XML stands for eXtensible Markup Language. XML is a grammatical system for constructing custom markup languages for describing business data, mathematical data, chemical data etc. XML loosely couples disparate applications or systems utilizing JMS, Web services etc. XML uses the same building blocks that HTML does: elements, attributes and values.
Why is XML important ?
Scalable: Since XML is not in a binary format you can create and edit files with anything and itís also easy to debug. XML can be used to efficiently store small amounts of data like configuration files (web.xml, application.xml, strutsconfig. xml etc) to large company wide data with the help of XML stored in the database.
Fast Access: XML documents benefit from their hierarchical structure. Hierarchical structures are generally faster to access because you can drill down to the section you are interested in.
Easy to identify and use: XML not only displays the data but also tells you what kind of data you have. The mark up tags identifies and groups the information so that different information can be identified by different application.
Stylability: XML is style-free and whenever different styles of output are required the same XML can be used with different style-sheets (XSL) to produce output in XHTML, PDF, TEXT, another XML format etc.
Linkability, in-line usability, universally accepted standard with free/inexpensive tools etc
When would you not use an XML ?
XML is verbose and it can be 4-6 times larger in size compared to a csv or a tab delimited file. If your network lacked bandwidth and/or your content is too large and network throughput is vital to the application then you may consider using a csv or tab delimited format instead of an XML.
What is the difference between a SAX parser and a DOM parser?
A SAX (Simple API for XML) parser does not create any internal structure. Instead, it takes the occurrences of components of an input document as events (i.e., event driven), and tells the client what it reads as it reads through the input document.
A SAX parser serves the client application always only with pieces of the document at any given time.
A SAX parser, however, is much more space efficient in case of a big input document (because it creates no internal structure). What's more, it runs faster and is easier to learn than DOM parser because its API is really simple. But from the functionality point of view, it provides a fewer functions, which means that the users themselves have to take care of more, such as creating their own data structures.
Use SAX parser when
Input document is too big for available memory.
When only a part of the document is to be read and we create the data structures of our own.
If you use SAX, you are using much less memory and performing much less dynamic memory allocation.

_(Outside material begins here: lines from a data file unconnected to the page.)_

PR #1910, opened 2020-12-30
EKS smoke test

marktwallace:
This automates a very simple set of smoke tests to check if a zqd image can be deployed on EKS and works for basic distributed queries. An important feature of the smoke test is that it does not reserve exclusive resources, so it can run in parallel with itself.

The tests are simple, but the overall process is non-trivial. Since there is a lot to unpack here, I am interspersing comments in my own PR.

This adds two new jobs to what we have been running for PR's. The new jobs make extensive use of S3, so they will fail in ways that minio based testing does not.

The manual workflow dispatch dialog will be available only after this is pushed to master.


.github/workflows/cd.yaml
```diff
@@ -38,14 +37,98 @@ jobs:
...
-          ZQD_DATA_URI: s3://zqd-demo-1/mark/zqd-meta
-          ZQD_K8S_USER: ci-master
-          ZQD_TEST_CLUSTER: zq-test.us-east-2.eksctl.io
+          ZQD_DATA_URI: s3://zq-ci-master/${{ env.TODAY }}.${{ github.run_number }}
         run: |
-          aws eks --region us-east-2 update-kubeconfig --name zq-test
-          kubectl config set-context --current --namespace=ci-master
+          set -x
+          aws eks --region us-east-2 update-kubeconfig --name $CLUSTER
+          kubectl create ns $NAMESPACE || :
```
marktwallace, line 50: I switched to deploying to a temporary namespace in order to avoid collisions when to PR's start builds close together. The smoke tests run in the temporary namespace and then we remove it.

.github/workflows/cd.yaml
```diff
@@ -38,14 +37,98 @@ jobs:
...
+          kubectl scale --replicas=4 deployment/worker-zqd
+          kubectl port-forward svc/recruiter-zqd 8020:9867 &
+          kubectl port-forward svc/root-zqd 9867:9867 &
+          sleep 2 # wait for port-forwards to complete
+          zapi ls
+          zapi new -k archivestore -d $ZQD_DATA_URI $SPACE
+          # Post an archive of about 1.6 GB to run test queries.
+          zapi -s $SPACE post $SOURCE_LOG_1
+          # There should be 4 workers running now.
+          [[ 4 == $(curl http://localhost:8020/recruiter/listfree | jq -r ".workers" | jq length) ]]
```
marktwallace, line 94: The next 5 commands are the smoke test. A basic search, using different numbers of workers, followed by a count() and a group-by query. we are not trying for extensive test coverage here: we just want to fail early if the basic distributed functionality is not working on K8s. (Similar queries are also run locally with ZTest.)

.github/workflows/cd.yaml
```diff
@@ -38,14 +37,98 @@ jobs:
...
+          # Post an archive of about 1.6 GB to run test queries.
+          zapi -s $SPACE post $SOURCE_LOG_1
+          # There should be 4 workers running now.
+          [[ 4 == $(curl http://localhost:8020/recruiter/listfree | jq -r ".workers" | jq length) ]]     
+          time zapi -s $SPACE get -workers 1 -t '"FgzbkQ15TOoOENn1lb" | sort tx_hosts'
+          time zapi -s $SPACE get -workers 2 -t '"FgzbkQ15TOoOENn1lb" | sort tx_hosts'
+          time zapi -s $SPACE get -workers 4 -t '"FgzbkQ15TOoOENn1lb" | sort tx_hosts'
+          time zapi -s $SPACE get -workers 4 -t 'count()' > count.tzng
+          time zapi -s $SPACE get -workers 4 -t \
+            '* | count() by tx_hosts | sort -r count | head 5' > countbytxhost.tzng
```
marktwallace, line 100: The last two zapi queries are slow at the moment. We should fix that. Since they use 4 workers to do a full scan of the archive, they should be able to run at the same speed as the 4 worker search, about 10 seconds. But right now they take over 90 seconds. When we fix that these tests will finish sooner.

.github/workflows/cd.yaml
```diff
@@ -38,14 +37,98 @@ jobs:
...
+          diff count.tzng k8s/testdiff/count.tzng
+          diff countbytxhost.tzng k8s/testdiff/countbytxhost.tzng
```
marktwallace, line 102: I put in a small amount of diff-testing to ensure that the tests will fail when they need to. This is not intended to be a scalable pattern for diff testing -- if we want to have an extensive  test suite, then we should organize it similarly to ZTest. This pattern is OK for a few smoke tests, but it is not the way I would want to approach a longer running set of distributed tests.

.github/workflows/cd.yaml
```diff
@@ -38,14 +37,98 @@ jobs:
...
+      - name: Cleanup on success or failure
+        if: ${{ always() }}
+        env:
+          NAMESPACE: ci-${{ github.run_number }}
+        run: kubectl delete ns $NAMESPACE
```
marktwallace, line 107: This is important -- if the namespace is not removed, we will run out of resources in our EKS cluster. We will need to keep an eye out to make sure that namespaces like "ci-310" are not hanging around in our zq-test cluster.

.github/workflows/cd.yaml
```diff
@@ -38,14 +37,98 @@ jobs:
...
+  eks-master-deploy:
+    # Deploys this build to ci-master namespace so it will be available
```
marktwallace, line 109: The point of this second deploy to to make a tested version of zqd available in the ci-master namespace so we will have something relatively stable to use for dev testing like Brim UI development.

ppl/archive/multisource.go
```diff
@@ -128,9 +128,10 @@ func (m *spanMultiSource) SourceFromRequest(ctx context.Context, req *api.Worker
 			return nil, zqe.E(zqe.Invalid, "invalid chunk path: %v", p)
 		}
 		uri := tsdir.path(m.ark)
-		md, err := chunk.ReadMetadata(ctx, chunk.MetadataPath(uri, id), m.ark.DataOrder)
+		mdPath := chunk.MetadataPath(uri, id)
+		md, err := chunk.ReadMetadata(ctx, mdPath, m.ark.DataOrder)
 		if err != nil {
-			return nil, err
+			return nil, zqe.E("failed to read chunk metadata: %s %w", mdPath.String(), err)
```
marktwallace, line 134: An error got thrown here a couple of times during test development, so we added a better message so we can track it down if it happens again. I would like to be able to reproduce it.

.github/workflows/cd.yaml
```diff
@@ -38,14 +38,98 @@ jobs:
...
+        with:
+          ref: ${{ github.event.pull_request.head.sha }}
+      - name: Set current date as env variable
+        run: echo "TODAY=$(date +'%y-%m-%d')" >> $GITHUB_ENV
+      - env:
+          CLUSTER: zq-test
+          NAMESPACE: ci-${{ github.run_number }}
+          SOURCE_LOG_1: s3://brim-sampledata/wrccdc/zeek-logs/files.log.gz
+          SPACE: files
+          ZQD_DATA_URI: s3://zq-ci-test/${{ env.TODAY }}.${{ github.run_number }}
```
marktwallace, line 80: Note the new bucket used here: zq-ci-test is bucket with a short retention policy (3 days right now). A new directory is created for every build, so simultaneous builds will not collide while creating and querying archives. This creates S3 garbage fast but it will get cleared out by the retention policy.

.github/workflows/cd.yaml
```diff
@@ -38,14 +38,98 @@ jobs:
...
+        run: |
+          set -x
+          make install
+          aws eks --region us-east-2 update-kubeconfig --name $CLUSTER
+          kubectl config set-context --current --namespace=$NAMESPACE
+          kubectl scale --replicas=4 deployment/worker-zqd
+          kubectl port-forward svc/recruiter-zqd 8020:9867 &
+          kubectl port-forward svc/root-zqd 9867:9867 &
+          sleep 2 # wait for port-forwards to complete
```
philrz, line 89: This was discussed on a Zoom call, but I'm documenting it here for the record. I'm conditioned to react to these kinds of hard-coded sleep timers. @marktwallace mentioned that this has been passing fine, so we could defensibly let it ride. I've just been burned many times by these sorts of timers working fine at first, then one day infrastructure or automation decides to run abnormally slow, and now someone who doesn't know the automation as well has to react to a failure that didn't involve their code. It would seem ideal if we could instead poll some kind of "health endpoint" that's only reachable via the forwarded port, with the assumption that the health endpoint would only respond affirmatively if the service is truly 100% ready.

.github/workflows/cd.yaml
```diff
@@ -38,14 +38,98 @@ jobs:
...
+        with:
+          aws-access-key-id: ${{ secrets.AWS_ACCESS_KEY_ID }}
+          aws-secret-access-key: ${{ secrets.AWS_SECRET_ACCESS_KEY }}
+          aws-region: us-east-2
+      - uses: actions/checkout@v1
+        with:
+          ref: ${{ github.event.pull_request.head.sha }}
+      - env:
+          CLUSTER: zq-test
+          NAMESPACE: ci-master
```
philrz, line 125: I know care was taken with the separate namespaces so concurrent runs shouldn't step on each other. However, at this point it seems to converge on a single namespace. Have we tested and/or know what will happen if two concurrent runs reach this step at the same time? I'm hopeful the underlying K8s operations are all atomic enough that one of them will consistently "win" and cancel the other out, as opposed to some kind of race causing deadlock or inconsistency, but figured I'd ask.

philrz (approved):
I expressed one preference for improvement and had one question. But overall I understand the essence of what's being done here, so I'm happy to see it go in. That said, I don't trust my ability to scrutinize all things K8s/AWS, so I'd recommend waiting on @alfred-landrum's feedback/approval before merging.

.github/workflows/cd.yaml
marktwallace: That is a good question: I think Helm will be alright with a second install starting during another install that is in-progress. We still should keep an eye on it, in case it can fail in some way I have not seen in my testing so far. Since it is our test environment, it is a good place to learn if and when collisions of this type can happen.

.github/workflows/cd.yaml
marktwallace: There are kubectl commands that can wait for objects to enter a "Ready" state, but being "ready" is not a guarantee that the port-forward will work, so the short sleep is a good idea in any case. A retry on the port-forward might be the easiest way to go.

.github/workflows/cd.yaml
```diff
@@ -4,9 +4,33 @@ on:
...
+          aws-secret-access-key: ${{ secrets.AWS_SECRET_ACCESS_KEY }}
+          aws-region: us-east-2
+      - name: Set current date as env variable $TODAY
+        run: echo "TODAY=$(date +'%y-%m-%d')" >> $GITHUB_ENV
+      - env:
+          CLUSTER: zq-test
+          NAMESPACE: ci-${{ github.run_number }}
+          ZQD_DATA_URI: s3://zq-ci-test/${{ env.TODAY }}.${{ github.run_number }}
+        run: |
+          set -x
```
alfred-landrum, line 27: For simplicity, if you need to use environment variables, like the `TODAY` and the `env` section, you could do so inside the run block:

```suggestion
        run: |
          set -x
          ZQD_DATA_URI=s3://zq-ci-test/$(date +'%y-%m-%d').${{ github.run_number }}
          ...
```

.github/workflows/cd.yaml
alfred-landrum: I filed #1934 to track follow up work to convert these to tagged ztests.

.github/workflows/cd.yaml
marktwallace: done

.github/workflows/cd.yaml
```diff
@@ -39,13 +59,93 @@ jobs:
         with:
           ref: ${{ github.event.pull_request.head.sha }}
       - env:
+          CLUSTER: zq-test
+          NAMESPACE: ci-${{ github.run_number }}
+          ZQD_ECR_HOST: ${{ secrets.AWS_ECR_HOST }}
+        run: |
+          set -x
+          export ZQD_DATA_URI=s3://zq-ci-test/$(date +'%y-%m-%d').${{ github.run_number }}
```
nwt, line 67:
```suggestion
          export ZQD_DATA_URI=s3://zq-ci-test/$(date +%y-%m-%d).${{ github.run_number }}
```

.github/workflows/cd.yaml
```diff
@@ -4,9 +4,31 @@ on:
...
+    runs-on: ubuntu-latest
+    steps:
+      - uses: aws-actions/configure-aws-credentials@v1
+        with:
+          aws-access-key-id: ${{ secrets.AWS_ACCESS_KEY_ID }}
+          aws-secret-access-key: ${{ secrets.AWS_SECRET_ACCESS_KEY }}
+          aws-region: us-east-2
+      - env:
+          CLUSTER: zq-test
+          NAMESPACE: ci-${{ github.run_number }}
```
nwt, line 22: Nit: Set these in the `run` script. (Or not at all if they're only used once.)

.github/workflows/cd.yaml
```diff
@@ -39,13 +59,93 @@ jobs:
         with:
           ref: ${{ github.event.pull_request.head.sha }}
       - env:
+          CLUSTER: zq-test
+          NAMESPACE: ci-${{ github.run_number }}
+          ZQD_ECR_HOST: ${{ secrets.AWS_ECR_HOST }}
```
nwt, line 64: Nit: Set these in the `run` script. (Or not at all if they're only used once.)

.github/workflows/cd.yaml
```diff
@@ -39,13 +59,93 @@ jobs:
...
+          aws-secret-access-key: ${{ secrets.AWS_SECRET_ACCESS_KEY }}
+          aws-region: us-east-2
+      - uses: actions/checkout@v1
+        with:
+          ref: ${{ github.event.pull_request.head.sha }}
+      - env:
+          CLUSTER: zq-test
+          NAMESPACE: ci-${{ github.run_number }}
+          SOURCE_LOG_1: s3://brim-sampledata/wrccdc/zeek-logs/files.log.gz
+          SPACE: files
```
nwt, line 95: Nit: Set these in the `run` script. (Or not at all if they're only used once.)

.github/workflows/cd.yaml
```diff
@@ -39,13 +59,93 @@ jobs:
...
+          kubectl scale --replicas=4 deployment/worker-zqd
+          kubectl port-forward svc/recruiter-zqd 8020:9867 &
+          kubectl port-forward svc/root-zqd 9867:9867 &
+          sleep 2 # wait for port-forwards to complete
+          time zapi ls
+          time zapi new -k archivestore -d $ZQD_DATA_URI $SPACE
+          # Post an archive of about 1.6 GB to run test queries.
+          time zapi -s $SPACE post $SOURCE_LOG_1
+          # There should be 4 workers running now.
+          [[ 4 == $(curl http://localhost:8020/recruiter/listfree | jq -r ".workers" | jq length) ]]
```
nwt, line 111:
```suggestion
          [[ 4 == $(curl http://localhost:8020/recruiter/listfree | jq -r ".workers | length") ]]     
```

.github/workflows/cd.yaml
```diff
@@ -39,13 +59,93 @@ jobs:
...
+          time zapi -s $SPACE get -workers 4 -t 'count()' > count.tzng
+          time zapi -s $SPACE get -workers 4 -t \
+            '* | count() by tx_hosts | sort -r count | head 5' > countbytxhost.tzng
+          diff count.tzng k8s/testdiff/count.tzng
+          diff countbytxhost.tzng k8s/testdiff/countbytxhost.tzng
+      - name: Cleanup on success or failure
+        if: ${{ always() }}
+        env:
+          NAMESPACE: ci-${{ github.run_number }}
+        run: kubectl delete ns $NAMESPACE
```
nwt, line 124:
```suggestion
        run: kubectl delete ns ci-${{ github.run_number }}
```

.github/workflows/cd.yaml
```diff
@@ -39,13 +59,93 @@ jobs:
...
+        with:
+          ref: ${{ github.event.pull_request.head.sha }}
+      - env:
+          CLUSTER: zq-test
+          NAMESPACE: ci-master
           ZQD_ECR_HOST: ${{ secrets.AWS_ECR_HOST }}
-          ZQD_DATA_URI: s3://zqd-demo-1/mark/zqd-meta
-          ZQD_K8S_USER: ci-master
-          ZQD_TEST_CLUSTER: zq-test.us-east-2.eksctl.io
+          ZQD_DATA_URI: s3://zq-ci-master/manual-test
```
nwt, line 143: Nit: Set these in the run script. (Or not at all if they're only used once.)

.github/workflows/cd.yaml
```diff
@@ -21,14 +30,94 @@ jobs:
...
+          SPACE: files
+          ZQD_DATA_URI: s3://zq-ci-test/${{ env.TODAY }}.${{ github.run_number }}
+        run: |
+          set -x
+          make install
+          aws eks --region us-east-2 update-kubeconfig --name $CLUSTER
+          kubectl config set-context --current --namespace=$NAMESPACE
+          kubectl scale --replicas=4 deployment/worker-zqd
+          kubectl port-forward svc/recruiter-zqd 8020:9867 &
+          kubectl port-forward svc/root-zqd 9867:9867 &
```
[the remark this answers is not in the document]
marktwallace: kubectl will only do one forward per line, unfortunately.

.github/workflows/cd.yaml
```diff
@@ -4,9 +4,28 @@ on:
...
+          aws-region: us-east-2
+      - run: |
+          set -x
+          ZQD_DATA_URI=s3://zq-ci-test/$(date +%y-%m-%d).${{ github.run_number }}
+          aws eks --region us-east-2 update-kubeconfig --name zq-test
+          aws s3 rm --recursive $ZQD_DATA_URI || :
+          kubectl delete ns ci-${{ github.run_number }} || :
   ecr-image-push:
+    # Build and push a Docker image for zqd.
+    needs: pre-clean
```
nwt, line 28: This file would be shorter (and clearer) if you used a single job rather than a sequence of jobs linked with `needs`. For instance, you'd only need one `uses: aws-actions/configure-aws-credentials@v1` step instead of four.

marktwallace: It is important that we can clearly distinguish between the jobs that fail and succeed. Combining the jobs would make the "happy path" easier to read, but would give us information about critical failures more slowly, and would require us to dig into the output to understand what failed.

Each job has a name that corresponds to its independent goal: clean, image build, deploy, test, master deploy. This code is optimized for operational clarity, as it should be. Making the code shorter is less important that the clarity in the operation of each job.

nwt: > Combining the jobs would make the "happy path" easier to read, but would give us information about critical failures more slowly, and would require us to dig into the output to understand what failed.

I don't think that's true, but the argument's tough to make in words, so let's merge this as is and explore later.

mattnibs: > Combining the jobs would make the "happy path" easier to read, but would give us information about critical failures more slowly, and would require us to dig into the output to understand what failed.

By this reasoning, you could say that we should break up every step in the "test" job (ie make fmt, make tidy, make test-unit, make test-system etc) into its own job would make it easier to identify where the failure occurred. But if we did this we would have so many jobs the list would be huge.  Fwiw I haven't had an issue with finding the reason for a failure in "test" job.

If this was called "eks-smoke test" and it failed while everything else passed, I would immediately have in my mind the parts of my pr that could have caused the failure. Having a small number of logically grouped together test jobs makes it easier to have a clear picture of what your ci test infrastructure looks like. If you a bunch of narrowly defined tests, you place a higher burden on institutional knowledge.

I don't want to hold up this pr, but I would prefer this was structured as a single job and moreover to keep an eye on the number of jobs we are creating.

marktwallace: The reasoning is different from what you describe. This is not a single test. It is a collection of the most important external integration points with the deployment technologies we are using. If the Docker build fails, that is a much more significant failure than a unit test: it means our code is not be being built on our selected deployment platform. The deploy step failing means that our AWS infrastructure cannot accept what we built, and EKS may be misconfigured, or our K8s yaml is broken. This is a very different type of failure than a functional test. The test step in this will contain an extensive set of distributed tests, reflecting a subset of our local ZTests, and need not be broken into multiple jobs.

.github/workflows/cd.yaml
```diff
@@ -4,9 +4,28 @@ on:
   push:
     branches:
       - master
+      - eks-test-2
```
mattnibs, line 7: This should be removed no?

marktwallace: Yes, I should have taken it out. However, it does no harm, so not urgent.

SAX Parser example: Xerces, Crimson etc Use JAXP (Java API for XML Parsing) which enables applications to parse and transform XML documents independent of the particular XML parser. Code can be developed with one SAX parser in mind and later on can be changed to another SAX parser without changing the application code.
A DOM (Document Object Model) parser creates a tree structure in memory from an input document and then waits for requests from client.
A DOM parser always serves the client application with the entire document no matter how much is actually needed by the client.
A DOM parser is rich in functionality. It creates a DOM tree in memory and allows you to access any part of the document repeatedly and allows you to modify the DOM tree. But it is space inefficient when the document is huge, and it takes a little bit longer to learn how to work with it.
Use DOM when
Your application has to access various parts of the document and using your own structure is just as complicated as the DOM tree.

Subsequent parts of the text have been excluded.